Конечно же он помнил! Помнил всё и до мелочей – такое унижение не забывается и остаётся с тобой на всю жизнь! В одубевших складках кожи на его лице проглядывался и тот самый шрам, оставленный ему на память грубой корой акации из нашего школьного сада. После того, как я познакомил его гнусную рожу со стволом твёрдой древесины, он первым делом сбрил под ноль свою густую шевелюру, за которую я его тогда крепко держал. Просто бить его в тот момент, прикасаясь к нему пусть и кулаками, мне было как-то мерзко, словно погружаясь, раз за разом в подсохшее дерьмо, поэтому, основательно сбив ему дыхание и схватив его голову сзади за волосы, я помог себе корявой стволиной близрастущей флоры…

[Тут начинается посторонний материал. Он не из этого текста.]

PR #242, opened 2021-05-14
NOTIF-150 Fix behavior group actions

josejulio:
With NOTIF-193, we now have to load manually the endpoints properties

This fixes an issue seen in ci/qa

PR #243, opened 2021-05-14
Batch "properties endpoint" SQL queries

josejulio:
@gwenneg This is an idea I had while working on https://github.com/RedHatInsights/notifications-backend/pull/242 to reduce the N-required queries to only 1 per type.

Could you review it does what I think it does? :) - Using only 1 extra SQL call per found type -

### DIFF
--- a/src/main/java/com/redhat/cloud/notifications/db/EndpointResources.java
+++ b/src/main/java/com/redhat/cloud/notifications/db/EndpointResources.java
@@ -1,8 +1,8 @@
 package com.redhat.cloud.notifications.db;
 
-import com.redhat.cloud.notifications.models.EndpointProperties;
 import com.redhat.cloud.notifications.models.Endpoint;
 import com.redhat.cloud.notifications.models.EndpointDefault;
+import com.redhat.cloud.notifications.models.EndpointProperties;
 import com.redhat.cloud.notifications.models.EndpointTarget;
 import com.redhat.cloud.notifications.models.EndpointType;
 import com.redhat.cloud.notifications.models.EventType;
--- a/src/main/java/com/redhat/cloud/notifications/db/EndpointResources.java
+++ b/src/main/java/com/redhat/cloud/notifications/db/EndpointResources.java
@@ -1,5 +1,6 @@
 package com.redhat.cloud.notifications.db;
 
+import com.redhat.cloud.notifications.models.EndpointProperties;
 import com.redhat.cloud.notifications.models.Endpoint;
 import com.redhat.cloud.notifications.models.EndpointDefault;
 import com.redhat.cloud.notifications.models.EndpointTarget;
@@ -15,8 +16,10 @@ import javax.inject.Inject;
 import javax.persistence.PersistenceException;
 import javax.ws.rs.BadRequestException;
 import java.util.Collections;
+import java.util.HashSet;
 import java.util.List;
 import java.util.Map;
+import java.util.Set;
 import java.util.UUID;
 import java.util.function.Function;
 import java.util.logging.Logger;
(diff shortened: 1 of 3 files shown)


src/main/java/com/redhat/cloud/notifications/db/EndpointResources.java
```diff
@@ -337,25 +342,46 @@
...
+                                endpoint.setProperties(properties);
+                                return endpoint;
+                            })
+                            .collect(Collectors.toList())
+                    );
+        } else {
+            webhookUnis = Uni.createFrom().item(Collections.emptyList());
+        }
+
+        return webhookUnis.replaceWith(endpoints);
```
gwenneg, line 374: It should be possible to get rid of that returned value and return `Uni<Void>` instead. There's only one case where this is not possible but it could be transformed to an `onItem().call()` execution:

https://github.com/RedHatInsights/notifications-backend/blob/3ac94434be11f81ebd3b2ec2916c17c60361e2a6/src/main/java/com/redhat/cloud/notifications/db/EndpointResources.java#L172

src/main/java/com/redhat/cloud/notifications/db/EndpointResources.java
```diff
@@ -337,25 +342,46 @@
                 });
     }
 
+    public Uni<List<Endpoint>> loadProperties(List<Endpoint> endpoints) {
+        // Group endpoints in types and load in batches each type.
+        // Currently only webhook types have properties.
+        endpoints = endpoints.stream().distinct().collect(Collectors.toList());
```
gwenneg, line 348: `Endpoint` has `equals` and `hashCode` implementations. Creating a `Set` from the `List` would probably be faster than the dealing with the duplicates with a stream.

src/main/java/com/redhat/cloud/notifications/db/EndpointResources.java
```diff
@@ -78,8 +83,8 @@
         }
 
         return mutinyQuery.getResultList()
-                .onItem().transformToMulti(Multi.createFrom()::iterable)
-                .onItem().transformToUniAndConcatenate(this::loadProperties);
+                .onItem().call(this::loadProperties)
+                .onItem().transformToMulti(Multi.createFrom()::iterable);
```
gwenneg, line 87: The `Uni` -> `Multi` transformation can probably be avoided in most cases thanks to your idea.

gwenneg (commented):
That's an excellent idea!

I added a few comments about some details that could be improved a bit.

src/main/java/com/redhat/cloud/notifications/db/EndpointResources.java
josejulio: You mean this whole function to return Uni<Void>?

gwenneg: Yes, because Mutiny discards the returned value during an `onItem().call()` execution.

gwenneg: It only needs to know when the execution is done before proceeding downstream.

josejulio:
@gwenneg Rebased, addressed comments and made it simpler to add more types into the `loadProperties`

src/main/java/com/redhat/cloud/notifications/routers/NotificationService.java
```diff
@@ -365,17 +366,14 @@ private String getAddress(Principal principal) {
...
                                 .map(BehaviorGroup::getActions)
-                                .map(bga -> bga.size() == 0 ? Uni.createFrom().voidItem() : Uni.combine().all().unis(
-                                        bga.stream()
-                                                .map(BehaviorGroupAction::getEndpoint)
-                                                .map(endpoint -> endpointResources.loadProperties(endpoint))
-                                                .collect(Collectors.toList())
-                                        )
-                                                .discardItems()
-                                ).collect(Collectors.toList())
-                ).discardItems());
```
gwenneg, line 379: I just saw while working on something else that there is a concurrency issue here. `Uni.combine()` does not work well with the Hibernate Reactive session because `combine` will cause concurrent execution while the Hibernate session must not be used concurrently.

I'm not fixing it since it will soon be replaced with something else.

josejulio:
Rebased @gwenneg

src/main/java/com/redhat/cloud/notifications/db/EndpointResources.java
```diff
@@ -347,21 +346,39 @@
                 });
     }
 
+    public Uni<Void> loadProperties(List<Endpoint> endpoints) {
+        // Group endpoints in types and load in batches for each type.
+        Set<Endpoint> endpointSet = new HashSet<>(endpoints);
+
+        return Uni.combine().all().unis(
+                this.loadTypedProperties(WebhookProperties.class, endpointSet, EndpointType.WEBHOOK)
+        ).discardItems();
```
gwenneg, line 355: This will become a problem when the `EndpointType.CAMEL` is added because `Uni.combine()` may execute SQL queries concurrently with the same `Mutiny.Session`.

Chaining the `loadTypedProperties` calls will produce the expected result without any concurrency issue:

```
return loadTypedProperties(WebhookProperties.class, endpointSet, EndpointType.WEBHOOK)
        .chain(() -> loadTypedProperties(WebhookProperties.class, endpointSet, EndpointType.CAMEL));
```

src/main/java/com/redhat/cloud/notifications/routers/NotificationService.java
```diff
@@ -365,17 +366,14 @@ private String getAddress(Principal principal) {
...
+                                .flatMap(Collection::stream)
```
gwenneg, line 373: I would add `.filter(Objects::nonNull)` before `.flatMap(Collection::stream)` just to be safe. There's no NPE now but the code may evolve in a way that will cause a NPE later.

gwenneg (changes requested):

src/main/java/com/redhat/cloud/notifications/routers/NotificationService.java
josejulio: Do we have null endpoints? I wondering if adding this filter would potentially hide other issue.

gwenneg: That would filter out behavior groups when `getActions() == null` and prevent a NPE throw when `.stream()` is collected on the `null` collection. We don't have that right now, but who knows in the future... :)

gwenneg (approved):
LGTM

-Живой ещё?! – вызывающе вопросил меня Чёрный, вальяжно спрыгнув с подоконника, настолько тухлой фразой-наездом, что прокисший кумыс стыдухи глотнули даже некоторые из его дружков. И это говорило о том, что слабинка в вожде чернокожих чувствовалась не только мной.
-Может, сразу ему вломим?! – Боевой пудель Шерзод, знавший меня хуже всех из здесь присутствующих, стал улично-тактично заходить мне за спину.
-Тормознись! – У Чёрного хватило духа не втягивать напрямую в наши с ним разборки постороннего. Пока что. Ему очень хотелось самоутвердиться своими силами, и именно здесь – в стенах школы. Похвально. – У нас с ним свои тёрки. – Он вплотную приблизился ко мне. – Отойдём?!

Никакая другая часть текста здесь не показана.